Last updated: July 12, 2016 Venice, Italy
In climates typified by hot days and cool nights, the high thermal mass of adobe mediates the large temperature swing each day to moderate living space temperatures.
In her work, Anna Heringer understands that the advantages of mud are not only technical and environmental, but also cultural and social. Her architecture is inclusive and enables not only the construction of housing, but also the building of communities.
At the Architecture Biennale in Venice, Anna Heringer has created a walk-through installation together with her Awards Bronze co-author Martin Rauch from Lehm Ton Erde Baukunst, and Andres Lepik from the Architecture Museum at the Technical University of Munich (TU München). The installation entitled “Mud WORKS!” features a monolithic mud nugget “Pepita” (Italian for nugget), built in the “Zabur” technique, where the structure is shaped layer-by-layer using only the hands as a tool. Five tonnes of earth and one cubic meter of straw were used to build the three-meter-high monolith.

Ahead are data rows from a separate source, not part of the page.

PR #494, opened 2022-04-14
feat: fvm-wasm-instrument stack limiter and gas

magik6k:


Stebalien:
This looks like the correct approach, but do we need to do any pre-validation first?

magik6k:
Depends on https://github.com/filecoin-project/fvm-wasm-instrument/pull/3

fvm/src/gas/mod.rs
```diff
@@ -10,34 +10,46 @@ mod charge;
 mod outputs;
 mod price_list;
 
+/// bits of precision for fractional gas
+/// 16 bits means 65_536 fractional gas per unit of gas
+pub const FRGAS_PRECISION: i64 = 16;
+
 pub struct GasTracker {
-    gas_available: i64,
+    // TODO: convert to frgas
```
magik6k, line 18: Separate PR, or do we want to do this here?

fvm/src/syscalls/bind.rs
```diff
@@ -95,34 +96,35 @@ fn memory_and_data<'a, K: Kernel>(
...
+
+    let frgas = match global.unwrap().get(&mut *caller) {
+        Val::I64(g) => Ok(g),
+        _ => Err(Trap::new("failed to get wasm gas")),
+    }?;
+
+    let available_gas = gas::frgas_to_gas(frgas, false);
 
+    // todo do we have consts for charge names anywhere?
+    // todo make sure that we handle traps/out-of-gas here correctly
```
magik6k, line 121: I'm 60% convinced that we're not doing this correctly

fvm/src/gas/mod.rs
```diff
@@ -58,6 +104,24 @@ impl GasTracker {
...
+#[inline]
+pub fn frgas_to_gas(frgas: i64, round_up: bool) -> i64 {
+    let p = 1 << FRGAS_PRECISION;
+
+    let mut div_result = frgas / p;
+    if round_up && frgas % p != 0 {
+        div_result = div_result.saturating_add(1);
+    }
+    div_result
+}
```
Stebalien, line 123: Instead of providing conversion methods, I'd consider adding methods to the gas tracker:

- `charge_milligas`, `available_milligas`, etc.

fvm/src/call_manager/default.rs
```diff
@@ -357,7 +343,14 @@ where
                 .or_fatal()
             {
                 Ok(ret) => ret,
-                Err(err) => return (Err(err), store.into_data().kernel.into_call_manager()),
+                Err(err) => {
+                    store
+                        .data_mut()
+                        .kernel
+                        .set_available_miligas("getinstance_fail", initial_miligas)
+                        .unwrap();
```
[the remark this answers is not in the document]
Stebalien: Ah, because we're "returning" the gas?

fvm/src/machine/engine.rs
```diff
@@ -125,26 +128,67 @@ impl Engine {
...
         Ok(())
     }
 
     /// Load some wasm code into the engine.
-    pub fn load_bytecode(&self, k: &Cid, wasm: &[u8]) -> anyhow::Result<Module> {
+    pub fn load_bytecode(
+        &self,
+        k: &Cid,
+        wasm: &[u8],
+        mctx: &MachineContext,
```
Stebalien, line 142: So, this engine was supposed to be independent of machine, epoch, pricelist, etc. We're probably going to need to move to a model where we construct a `NetworkConfig` (contains the network version, pricelist, etc.).

fvm/src/syscalls/bind.rs
```diff
@@ -95,34 +95,31 @@ fn memory_and_data<'a, K: Kernel>(
...
-        .ok_or_else(|| Trap::new("expected to find exec_units consumed"))?;
+fn wasmgas_to_gastracker(caller: &mut Caller<InvocationData<impl Kernel>>) -> Result<(), Trap> {
+    let global = caller.data_mut().avail_gas_global;
 
+    let miligas = match global.unwrap().get(&mut *caller) {
+        Val::I64(g) => Ok(g),
+        _ => Err(Trap::new("failed to get wasm gas")),
+    }?;
+
+    // todo do we have consts for charge names anywhere?
```
Stebalien, line 115: no, they're just for debugging anyways.

fvm/src/syscalls/bind.rs
Stebalien: We're not. If we're out of gas, we need to return an OutOfGas error. We can do that by converting an OutOfGas `Abort` into a `Trap`.

Stebalien (commented):
partial review

fvm/src/call_manager/default.rs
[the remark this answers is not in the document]
magik6k: Correct

fvm/src/gas/price_list.rs
```diff
@@ -257,6 +259,9 @@ lazy_static! {
         block_link_base: 1,
         // TODO: PARAM_FINISH
         block_stat: 1,
+
+        exec_instruction_cost_fr: (gas::MILIGAS_PRECISION / 2) as u64,
```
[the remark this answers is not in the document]
magik6k: Just a weird way to write 500

fvm/src/kernel/mod.rs
```diff
@@ -218,6 +218,7 @@ pub trait CircSupplyOps {
 ///  some built-in actors currently charge gas explicitly for concrete actions.
 ///  In the future (Phase 1), this should disappear and be replaced by gas instrumentation
 ///  at the WASM level.
+/// TODO remove the todo above
```
Stebalien, line 221: yes?

fvm/src/machine/engine.rs
```diff
@@ -101,15 +98,19 @@ impl From<wasmtime::Engine> for Engine {
 
 struct Cache<K> {
     linker: wasmtime::Linker<InvocationData<K>>,
-    instances: HashMap<Cid, wasmtime::InstancePre<InvocationData<K>>>,
```
Stebalien, line 104: This will add a ~70-200k gas overhead. But, well, we _can't_ feasibly cache instances in M2 anyways unless we find some way to persist said cache.

fvm/src/machine/engine.rs
```diff
@@ -125,26 +126,66 @@ impl Engine {
...
         Ok(())
     }
 
     /// Load some wasm code into the engine.
-    pub fn load_bytecode(&self, k: &Cid, wasm: &[u8]) -> anyhow::Result<Module> {
+    pub fn load_bytecode(
+        &self,
+        k: &Cid,
+        wasm: &[u8],
+        nc: &NetworkConfig,
```
Stebalien, line 140: We still need a per-network engine.

magik6k:
Related ffi PR: https://github.com/filecoin-project/filecoin-ffi/pull/273

fvm/src/syscalls/bind.rs
```diff
@@ -148,30 +153,35 @@ macro_rules! impl_bind_syscalls {
...
-                        charge_gas_for_exec_units(&mut caller)?;
+                        wasmgas_to_gastracker(&mut caller)?;
+
                         let (mut memory, mut data) = memory_and_data(&mut caller)?;
                         let ctx = Context{kernel: &mut data.kernel, memory: &mut memory};
-                        let result = match syscall(ctx $(, $t)*).into()? {
-                            Ok(_) => {
+                        let out = syscall(ctx $(, $t)*).into();
+
+                        let result = match out {
```
Stebalien, line 162: I think we can re-combine these lines now.

fvm/src/syscalls/bind.rs
```diff
@@ -148,30 +153,35 @@ macro_rules! impl_bind_syscalls {
...
-                            Err(err) => {
+                            Ok(Err(err)) => {
                                 let code = err.1;
                                 log::trace!("syscall {}::{}: fail ({})", module, name, code as u32);
                                 data.last_error = Some(backtrace::Cause::new(module, name, err));
-                                code as u32
+                                Ok(code as u32)
                             },
+                            Err(e) => Err(e.into()),
                         };
```
Stebalien, line 175: I would _consider_ wrapping all of this in a closure (and immediately calling it) to make trapping errors a bit easier.

testing/integration/src/builtin.rs
```diff
@@ -16,9 +16,10 @@ use crate::error::Error::{
     FailedToLoadManifest, FailedToSetActor, FailedToSetState, MultipleRootCid, NoCidInManifest,
 };
 
-const BUNDLES: [(NetworkVersion, &[u8]); 2] = [
+const BUNDLES: [(NetworkVersion, &[u8]); 3] = [
     (NetworkVersion::V14, actors_v6::BUNDLE_CAR),
     (NetworkVersion::V15, actors_v7::BUNDLE_CAR),
+    (NetworkVersion::V16, actors_v7::BUNDLE_CAR), // todo bad hack
```
Stebalien, line 22: ?

Stebalien (approved):
nits, but the logic LGTM.

fvm/src/gas/price_list.rs
```diff
@@ -648,3 +634,14 @@ pub fn price_list_by_network_version(network_version: NetworkVersion) -> &'stati
         _ => &SKYR_PRICES,
     }
 }
+
+impl Rules for &WasmGasPrices {
+    fn instruction_cost(&self, _instruction: &Instruction) -> Option<u64> {
+        Some(self.exec_instruction_cost_milli)
```
raulk, line 640: There are a few wasm instructions we don't charge for: https://github.com/filecoin-project/FIPs/pull/368/files#diff-399066a5694eb92e4ac1648a75e6e683f9fc26afce520e5b5e17d6131cf695d5R109-R110

Should this handle the filtering?

fvm/src/kernel/mod.rs
```diff
@@ -226,6 +221,12 @@ pub trait GasOps {
     /// `name` provides information about gas charging point
     fn charge_gas(&mut self, name: &str, compute: i64) -> Result<()>;
 
+    /// Returns available gas.
+    fn borrow_milligas(&mut self) -> Result<i64>;
+
+    /// Sets available gas to a new value, creating a gas charge if needed
+    fn return_milligas(&mut self, name: &str, newgas: i64) -> Result<()>;
+
```
raulk, line 229: These traits usually map 1:1 with syscall namespaces. Can you move these up to the Kernel trait itself? Actually: do they even _need_ to be part of the trait? Can't they just be implemented in DefaultKernel?

fvm/src/machine/engine.rs
```diff
@@ -1,25 +1,72 @@
...
+use crate::machine::NetworkConfig;
 use crate::syscalls::{bind_syscalls, InvocationData};
 use crate::Kernel;
 
 /// A caching wasmtime engine.
 #[derive(Clone)]
 pub struct Engine(Arc<EngineInner>);
 
+#[derive(Clone)]
+pub struct MultiEngine(Arc<Mutex<HashMap<EngineConfig, Engine>>>);
```
raulk, line 22: Docs, please!

fvm/src/machine/engine.rs
```diff
@@ -55,23 +104,20 @@ pub fn default_wasmtime_config() -> wasmtime::Config {
     // > not enabled by default.
     c.cranelift_nan_canonicalization(true);
 
-    // c.cranelift_opt_level(Speed); ?
+    // Set to something much higher than the instrumented limiter.
+    c.max_wasm_stack(64 << 20).unwrap();
 
-    c.consume_fuel(true);
```
raulk, line 60: We should probably keep this, set it to false, and add a note.

fvm/src/machine/engine.rs
```diff
@@ -55,23 +104,20 @@ pub fn default_wasmtime_config() -> wasmtime::Config {
     // > not enabled by default.
     c.cranelift_nan_canonicalization(true);
 
-    // c.cranelift_opt_level(Speed); ?
+    // Set to something much higher than the instrumented limiter.
+    c.max_wasm_stack(64 << 20).unwrap();
```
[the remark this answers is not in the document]
raulk: Is this just a backstop? Why do we need it? I guess because it can't be disabled entirely?

fvm/src/machine/engine.rs
```diff
@@ -55,23 +104,20 @@ pub fn default_wasmtime_config() -> wasmtime::Config {
...
 
-impl Default for Engine {
-    fn default() -> Self {
-        Engine::new(&default_wasmtime_config()).unwrap()
-    }
-}
-
 struct EngineInner {
     engine: wasmtime::Engine,
+    dummy_gas_global: Global,
```
raulk, line 117: Docs, pls.

fvm/src/machine/engine.rs
```diff
@@ -83,25 +129,30 @@ impl Deref for Engine {
...
-        Engine(Arc::new(EngineInner {
+    /// Create a new Engine from a wasmtime config.
+    pub fn new(c: &wasmtime::Config, ec: EngineConfig) -> anyhow::Result<Self> {
+        let engine = wasmtime::Engine::new(c)?;
+
+        let mut dummy_store = wasmtime::Store::new(&engine, ());
+        let gg_type = GlobalType::new(ValType::I64, Mutability::Var);
+        let dummy_gg = Global::new(&mut dummy_store, gg_type, Val::I64(0))
+            .expect("failed to create dummy gas global");
+
```
raulk, line 144: Now that we're doing even more at engine init, we should really be pooling these engines.

fvm/src/machine/engine.rs
```diff
@@ -183,35 +270,42 @@ impl Engine {
         let mut instance_cache = self.0.instance_cache.lock().expect("cache poisoned");
 
         let cache = match instance_cache.entry() {
-            anymap::Entry::Occupied(e) => e.into_mut(),
+            anymap::Entry::Occupied(e) => e.into_mut(), // todo what about gas here?
             anymap::Entry::Vacant(e) => e.insert({
                 let mut linker = Linker::new(&self.0.engine);
+                linker.allow_shadowing(true);
```
raulk, line 276: Why is this necessary? Mind adding a note?

fvm/src/machine/mod.rs
```diff
@@ -98,6 +98,10 @@ pub struct NetworkConfig {
     /// DEFAULT: 4096
     pub max_call_depth: u32,
 
+    /// The maximum nubmber of elements on wasm stack
```
raulk, line 101:
```suggestion
    /// The maximum number of elements on wasm stack
```

fvm/src/machine/mod.rs
```diff
@@ -121,6 +125,7 @@ impl NetworkConfig {
         NetworkConfig {
             network_version,
             max_call_depth: 4096,
+            max_wasm_stack: 64 * 1024,
```
raulk, line 128: Are we sure this is enough for built-in actors?

fvm/src/syscalls/bind.rs
raulk: (We'll split them again if we merge #465.)

testing/integration/src/builtin.rs
raulk: I guess this is because we still don't have a release for v8.

fvm/src/gas/mod.rs
```diff
@@ -3,59 +3,130 @@
...
+
+    /// returns available milligas; makes the gas tracker block gas charges until
+    /// set_available_gas is called
+    pub fn borrow_milligas(&mut self) -> Result<i64> {
+        if !self.own_limit {
+            return Err(ExecutionError::Fatal(anyhow::Error::msg(
+                "borrow_milligas called on GasTracker which doesn't own gas limit",
+            )));
+        }
+        self.own_limit = false;
```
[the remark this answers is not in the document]
Stebalien: Unfortunately, no. But we could probably avoid this dance by remembering the starting gas in the `InvocationContext`?

fvm/src/gas/mod.rs
```diff
@@ -3,59 +3,130 @@
...
     /// Safely consumes gas and returns an out of gas error if there is not sufficient
     /// enough gas remaining for charge.
-    pub fn charge_gas(&mut self, charge: GasCharge) -> Result<()> {
-        let to_use = charge.total();
-        match self.gas_used.checked_add(to_use) {
+    fn charge_milligas(&mut self, name: &str, to_use: i64) -> Result<()> {
+        if !self.own_limit {
+            return Err(ExecutionError::Fatal(anyhow::Error::msg(
+                "charge_gas called when gas_limit owned by execution",
+            )));
```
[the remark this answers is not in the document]
Stebalien: `anyhow!("foo").or_fatal()`

fvm/src/kernel/mod.rs
Stebalien: - They need to be a part of the trait because we call them in the CallManager and InvocationContext.
- IMO, splitting gas logic into two places would be more confusing (although I wish we didn't need these functions here).

fvm/src/machine/engine.rs
Stebalien: We pool them in the FFI (using the `MultiEngine` as a "pool").

fvm/src/gas/mod.rs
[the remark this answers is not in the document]
magik6k: I wish we could, but I don't see a great way to do this, especially with the dance that happens in syscall handlers.

fvm/src/gas/price_list.rs
magik6k: Need to look into this more, but those instructions are 'structural', so we may already not be charging for those.

fvm/src/machine/engine.rs
magik6k: That's what the MultiEngine is doing, and we were already re-using the engine in filecoin-ffi.

testing/integration/src/builtin.rs
magik6k: Yeah, the integration test runner needs a bundle to load, even if we don't use any actor code. Ideally we could run integration tests without actor bundles - that would also make those tests run much faster.

Kubuxu:
I would love to see a test case of an empty loop because it is a quite uncomfortable edge case (if no gas gets charged within the loop).

raulk (approved):
Thanks for addressing feedback.

fvm/src/machine/engine.rs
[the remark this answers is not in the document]
magik6k: As far as I can tell wasm execution uses the native stack - when this is set to a high value the out_of_stack test will fail with:

```
thread 'out_of_stack' has overflowed its stack
fatal runtime error: stack overflow
```

Given that, I don't think we're allocating here

PR #497, opened 2022-04-15
fix: make sure we can read CIDs at the end of memory

Stebalien:


fvm/src/syscalls/context.rs
```diff
@@ -67,3 +79,75 @@ impl Memory {
...
 }
+
+#[cfg(test)]
+mod test {
+    use cid::multihash::MultihashDigest;
+
+    use super::*;
+
+    // TODO: move this somewhere more useful.
+    macro_rules! expect_syscall_err {
```
Stebalien, line 90: We should probably be writing a _lot_ of kernel/syscall tests with this.

raulk (approved):
This is really awesome! These tests are also good potential targets for fuzzing.

PR #499, opened 2022-04-18
chore: release 0.7.1

arajasek:
Not sure whether we want patch release changelogs as well.

### DIFF
--- a/fvm/CHANGELOG.md
+++ b/fvm/CHANGELOG.md
@@ -2,6 +2,13 @@
 
 Changes to the reference FVM implementation.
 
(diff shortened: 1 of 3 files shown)


Stebalien (commented):
Let's cut a minor version. Technically, we've changed the 'actor_debugging` function (so this is a breaking change). It's not huge, but there's no real cost to cutting a minor version (at least of this crate).

Stebalien:
Eh, whatever. Nobody's using that API yet anyways.

Stebalien (approved):

PR #501, opened 2022-04-19
fix: gas: charge for execunits based on snapshot

arajasek:
Commit #1: I think this got clobbered in one of the review periods. 
Commit #2: The GasTracker's gas_available doesn't actually get updated through execution, so we should snapshot and consume based on gas_used instead.

Thanks to AWade for the catches.

### DIFF
--- a/fvm/src/call_manager/default.rs
+++ b/fvm/src/call_manager/default.rs
@@ -1,3 +1,5 @@
+use std::cmp::max;
+
 use anyhow::Context;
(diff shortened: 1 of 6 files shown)


arajasek:
I feel like it might be useful to add a `gas_remaining` method on the `GasTracker` and maybe rename `gas_available` and its getter to something like `inital_gas`.

magik6k (approved):
Looks reasonably correct.

Issue #506, opened 2022-04-21
optimizable syscalls


raulk:
## Context

Using the execution tracing framework introduced in #405, we have obtained detailed traces of Wasm execution on nv15. Those traces indicate there's significant repetitiveness in certain syscall paths. Concretely:

- ipld::open => ipld::read (sequence used to read a block from the store)
- ipld::stat => ipld::read (sequence used to read the parameters block)
- ipld::create => ipld::cid (sequence used to create a block and immediately obtain its CID)
- self::root => ipld::open (sequence used to read our state)
- send::send => ipld::stat (sequence used to read a return value)
- paths involving message::* syscalls
- paths involving network::* syscalls

We propose ways to optimize these paths to reduce context switching and potential associated gas costs.

## Optimization 1: Static contextual data

We currently have dedicated syscalls to obtain every one of this fields. Most actors will want to query these fields, so grouping them behind a single syscall, or injecting them into an exported, statically-allocated global, would make this data available without the multiple-syscall overhead.

- caller actor id (u64)
- receiver actor id (u64)
- method number (u64)
- value received (u64, u64)
- current epoch (i64; why isn't this a u64?)
- network version (u32)

Optionally (these attributes are hardly ever used by actors directly and in most cases would go unused):

- base fee (u64, u64)
- circulating supply (u64, u64)

## Optimization 2: optimistically passing buffers to ipld::read

Instead of performing an ipld::stat to first obtain the length of the block to allocate a buffer actor-side, we could allocate an arbitrarily sized buffer. If we guessed the size correctly, we're good. If we guessed it incorrectly, the FVM would return the _real_ size so we can expand the buffer before calling ipld::read again.

In the optimistic outcome, we perform 1 syscall. In the pessimistic outcome, we perform 2 syscalls (just like today) and an extra memory operation.

This is probably worth the tradeoff in the case of message parameters.

## Optimization 3: ipld::open_read

Similar to optimization 2, this new syscall would open a block and perform the read into an optimistically sized buffer. If we guessed the size correctly, we're good. If not, we would get the block handle back with its correct size, so we can allocate an appropriate buffer and call ipld::read.

## Optimization 4: pre-opening the state root

Assuming that most actors want to access their state, the FVM could pre-open their state root block and place it inside a static block handle, which is then set on the static context data from optimization 1.

[...]

PR #509, opened 2022-04-22
feat: optimize static message information into a single syscall

dignifiedquire:
ref https://github.com/filecoin-project/ref-fvm/issues/506


sdk/src/sys/message.rs
```diff
@@ -1,33 +1,23 @@
...
-
-    /// Returns the value that was received.
+    /// - The caller's actor ID.
+    /// - The receiver's actor ID (i.e. ourselves).
+    /// - The method number from the message.
+    /// - The value that was received.
+    /// - The current epoch.
+    /// - The network version.
+    /// - The base fee for the current epoch.
+    /// - The circulating supply.
```
Kubuxu, line 17: Maybe add note that these values are constant during execution and should be cached by sdks.

dignifiedquire:
@Kubuxu @Stebalien @raulk any ideas/pointers what needs to be fixed for the conformance tests?

fvm/src/syscalls/message.rs
```diff
@@ -1,26 +1,33 @@
...
+            .try_into()
+            .context("base-fee exceeds u128 limit")
+            .or_fatal()?,
+        circulating_supply: context
+            .kernel
+            .total_fil_circ_supply()?
+            .try_into()
+            .context("circulating supply exceeds u128 limit")
+            .or_fatal()?,
+    })
```
Stebalien, line 32: It's going to be difficult to charge gas for this. I'd collapse this all into a single kernel method (if possible?). Or maybe a few kernel methods.

fvm/src/syscalls/message.rs
```diff
@@ -1,26 +1,33 @@
...
-}
-
-pub fn value_received(context: Context<'_, impl Kernel>) -> Result<sys::TokenAmount> {
-    context
-        .kernel
-        .msg_value_received()
-        .try_into()
-        .context("invalid token amount")
-        .or_fatal()
+pub fn details(context: Context<'_, impl Kernel>) -> Result<MessageDetails> {
```
Stebalien, line 7: These aren't _just_ message details, they're invocation "context". Maybe:

1. Rename the `vm` module to `invocation`.
2. Rename this to `metadata` or `context`.

sdk/src/sys/message.rs
Stebalien: I would also move this documentation to the `MessageDetails` struct itself. Otherwise, it's guaranteed to get out of sync.

sdk/src/sys/message.rs
```diff
@@ -1,33 +1,23 @@
 //! Syscalls for reading message metadata.
 
+use fvm_shared::sys::out::message::MessageDetails;
```
Stebalien, line 3:
```suggestion
#[doc(inline)]
pub use fvm_shared::sys::out::message::MessageDetails;
```

Stebalien:
> @Kubuxu @Stebalien @raulk any ideas/pointers what needs to be fixed for the conformance tests?

1. Merge this.
2. Update the builtin actors (v6/v7) to the latest sdk/shared.
3. Update them here.

At the moment, there's no way to make this work without breaking master for a time. In the _future_, this won't be an issue because we'll need to preserve backwards compatibility in the syscall ABIs.

Stebalien:
https://github.com/filecoin-project/ref-fvm/issues/512

shared/src/sys/out.rs
```diff
@@ -62,3 +62,22 @@ pub mod crypto {
...
+
+    #[derive(Debug, Copy, Clone)]
+    #[repr(packed, C)]
+    pub struct MessageDetails {
+        pub caller: ActorID,
+        pub receiver: ActorID,
+        pub method_number: MethodNum,
+        pub value_received: TokenAmount,
+        pub curr_epoch: ChainEpoch,
+        pub version: u32,
```
Stebalien, line 79: This is the network version? I'd change it to `network_version` to be clear.

Stebalien: Also, let's put this _last_. That way we can avoid unaligned loads (due to `repr(packed)`).

Really, I'd order this as:

```rust
pub struct MessageDetails {
    pub base_fee: TokenAmount,
    pub circulating_supply: TokenAmount,
    pub value_received: TokenAmount,
    pub caller: ActorID,
    pub receiver: ActorID,
    pub method_number: MethodNum,
    pub network_curr_epoch: ChainEpoch,
    pub version: u32,
}
```

That way everything is nice and aligned.

Stebalien:
Ok, one thing I realized here is that adding, removing, and changing metadata is a breaking change.

Given that, we should consider slimming this down to the "core" metdata. Basically:

- caller
- receiver
- method number (well, maybe..., but changing this will be a big change anyways)
- value received
- current epoch
- network version

However:

1. I don't even _want_ to expose `circ_supply` to user actors. The circulating supply model is
   likely going to need to change in M2 because we'll have additional sources of "lockup".
2. We very rarely care about the base fee. And we may have _multiple_ base fees in the future.

shared/src/sys/out.rs
dignifiedquire: fixed

sdk/src/sys/message.rs
dignifiedquire: fixed manually

sdk/src/network.rs
```diff
@@ -5,22 +5,17 @@ use fvm_shared::econ::TokenAmount;
 use fvm_shared::version::NetworkVersion;
 
 use crate::sys;
+use crate::vm::MESSAGE_DETAILS;
```
raulk, line 8: Can we unify the naming here? Should this be Invocation Context (how it's called kernel side)?

sdk/src/vm.rs
```diff
@@ -1,6 +1,78 @@
...
+use fvm_shared::sys::{BlockId, Codec};
+use fvm_shared::{ActorID, MethodNum};
+
+use crate::{sys, SyscallResult};
+
+/// BlockID representing nil parameters or return data.
+pub const NO_DATA_BLOCK_ID: u32 = 0;
+
+lazy_static::lazy_static! {
+    pub(crate) static ref MESSAGE_DETAILS: InvocationContext = {
```
raulk, line 16:
```suggestion
    pub(crate) static ref INVOCATION_CONTEXT: InvocationContext = {
```

sdk/src/vm.rs
```diff
@@ -1,6 +1,78 @@
...
+        unsafe {
+            sys::vm::context().expect("failed to lookup message details")
```
raulk, line 18:
```suggestion
            sys::vm::context().expect("failed to look up invocation context")
```

shared/src/sys/out.rs
```diff
@@ -62,3 +62,26 @@ pub mod crypto {
...
+        /// The value that was received.
+        pub value_received: TokenAmount,
+        /// The caller's actor ID.
+        pub caller: ActorID,
+        /// The receiver's actor ID (i.e. ourselves).
+        pub receiver: ActorID,
+        /// The method number from the message.
+        pub method_number: MethodNum,
+        /// The current epoch.
+        pub network_curr_epoch: ChainEpoch,
```
raulk, line 83: Can drop the `network_` prefix here as there's no namespacing needed any longer, nor is there ambiguity.

raulk (approved):
* Ideally I'd like to see the kernel-side methods unified too. Happy to do it in a follow-up PR to prevent the diff from growing too much.
* But please do replace `MESSAGE_DETAILS` with `INVOCATION_CONTEXT`  before merging.

fvm/src/syscalls/vm.rs
```diff
@@ -45,3 +47,21 @@ pub fn abort(
...
+        method_number: context.kernel.msg_method_number(),
+        value_received: context
+            .kernel
+            .msg_value_received()
+            .try_into()
+            .context("invalid token amount")
+            .or_fatal()?,
+        network_curr_epoch: context.kernel.network_epoch(),
+        network_version: context.kernel.network_version() as u32,
+    })
```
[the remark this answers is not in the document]
dignifiedquire: I tried to keep the changes to a minimum, no strong preference

shared/src/sys/out.rs
dignifiedquire: @Stebalien wanted the prefix back, so the two of you have to fight that one out

sdk/src/vm.rs
dignifiedquire: fixed

fvm/src/syscalls/vm.rs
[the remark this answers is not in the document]
Stebalien: I would prefer to have them consolidated as well, but let's iterate on master. _That_, at least, is a less-breaking change.

shared/src/sys/out.rs
Stebalien: Ah, sorry, I wanted the `network_` prefix for the _version_ (because we have many versions). The _epoch_ is unambiguous.

raulk (approved):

“Pepita” stands upon a rammed earth floor, and is complimented by a rammed earth bench, and walls colored with mud-casein and decorated with a rammed earth feature panel. Visitors to the Biennale are invited to take a seat cocooned inside “Pepita” and to experience first-hand the positive qualities and “haptic treasures” of a mud building.
The purpose of “Mud WORKS” is a tangible call to action: appealing for more research; more technical development; new architectural solutions using adobe building techniques; adaptation of legislation and building codes; and new technologies to improve safety when building with earth-based materials. The environmental advantages for the whole life-cycle of such buildings are striking. “Mud WORKS!” is on display at the Central Pavilion (Giardini) exhibition rooms until November 27, 2016.
Anna Heringer and Martin Rauch won the Awards Bronze 2011 for Middle East Africa with their project “Training center for sustainable construction”, Marrakesh, Morocco. Their design for the Teaching and Training Center in the Marrakesh satellite suburb of Chwiter concentrates on the use of nearby resources including the workforce and earth as the primary construction material.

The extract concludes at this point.